In the records below, which lines include "opened"? Copy them.

== Data excerpts ==

Issue #2877, opened 2024-09-10
NIOFileSytem: crash when passing `maximumSizeAllowed: .gibibytes(.max)` to disable limits


weissi:
```
request.body = try await Data(buffer: ByteBuffer(
    contentsOf: filePath,
    maximumSizeAllowed: .gibibytes(.max)
))
```

crashes with

```
Thread 5 Crashed:: NIO-SGLTN-0-#4
0   0x104f0e510 Swift runtime failure: arithmetic overflow + 0 [inlined]
1   0x104f0e510 static ByteCount.gibibytes(_:) + 76 (ByteCount.swift:79)
```

but it shouldn't.

glbrntt:
Agree. This intersects a bit weirdly with https://github.com/apple/swift-nio/issues/2878 – if `.gigabytes(.max)` is okay, is `.megabytes(.max)` okay? Maybe we should reshape the API and allow `maximumSizeAllowed` to be `nil` _or_ add a sentinel value to the `ByteCount` which makes the intent clearer (`.max`, maybe?).

weissi:
> Agree. This intersects a bit weirdly with #2878 – if `.gigabytes(.max)` is okay, is `.megabytes(.max)` okay? Maybe we should reshape the API and allow `maximumSizeAllowed` to be `nil` _or_ add a sentinel value to the `ByteCount` which makes the intent clearer (`.max`, maybe?).

Yes, I'd suggest just `.unlimitedDangerousForSecurityReasons` or something straight on `ByteCount`.

glbrntt:
Feels weird having it on `ByteCount` but it might just be the pragmatic choice.

weissi:
> Feels weird having it on `ByteCount` but it might just be the pragmatic choice.

Why? `ByteCount.unlimited` sounds alright, no?

PR #2914, opened 2024-10-10
[NIOFileSystem] Provide an API to specify allowing unlimited sized reads

clintonpi:
Motivation:

As described in issue [#2877](https://github.com/apple/swift-nio/issues/2877), there is no API available to specify allowing a read of unlimited size.

Modifications:

- Add a new `public static` property, `unlimited`, to `ByteCount` representing an unlimited amount of bytes.
- Adapt `ReadableFileHandleProtocol.readToEnd(fromAbsoluteOffset:maximumSizeAllowed:)` to work with `maximumSizeAllowed` being `ByteCount.unlimited`.

Result:

An API to specify allowing a read of an unlimited size will be available.

### DIFF
--- a/Sources/NIOFileSystem/FileHandleProtocol.swift
+++ b/Sources/NIOFileSystem/FileHandleProtocol.swift
@@ -335,11 +335,7 @@ extension ReadableFileHandleProtocol {
         fromAbsoluteOffset offset: Int64 = 0,
         maximumSizeAllowed: ByteCount
     ) async throws -> ByteBuffer {
-        var maximumSizeAllowed = maximumSizeAllowed
-        if maximumSizeAllowed == .unlimited {
-            maximumSizeAllowed = .byteBufferCapacity
-        }
-
+        let maximumSizeAllowed = maximumSizeAllowed == .unlimited ? .byteBufferCapacity : maximumSizeAllowed
         let info = try await self.info()
         let fileSize = Int64(info.size)
         let readSize = max(Int(fileSize - offset), 0)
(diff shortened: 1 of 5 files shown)


Sources/NIOFileSystem/FileHandleProtocol.swift
```diff
@@ -335,6 +335,11 @@ extension ReadableFileHandleProtocol {
         fromAbsoluteOffset offset: Int64 = 0,
         maximumSizeAllowed: ByteCount
     ) async throws -> ByteBuffer {
+        var maximumSizeAllowed = maximumSizeAllowed
+        if maximumSizeAllowed == .unlimited {
+            maximumSizeAllowed = .byteBufferCapacity
+        }
```
glbrntt, line 341: We can do this in a one line to keep `maximumSizeAllowed` constant:

```swift
let maximumSizeAllowed = maximumSizeAllowed == .unlimited ? .byteBufferCapacity : maximumSizeAllowed
```

glbrntt (changes requested):
One nit but looks great otherwise

glbrntt (approved):

Tests/NIOFileSystemIntegrationTests/XCTestExtensions.swift
```diff
@@ -69,4 +69,16 @@ func XCTAssertThrowsFileSystemErrorAsync<R>(
         }
     }
 }
+
+func XCTAssertNoThrowAsync<T>(
```
weissi, line 73: we shouldn't squat on XCTest's `XCT*` name space, you can make it `NIOAssertNoThrowAsync` or smth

===

Task result:
Issue #2877, opened 2024-09-10
PR #2914, opened 2024-10-10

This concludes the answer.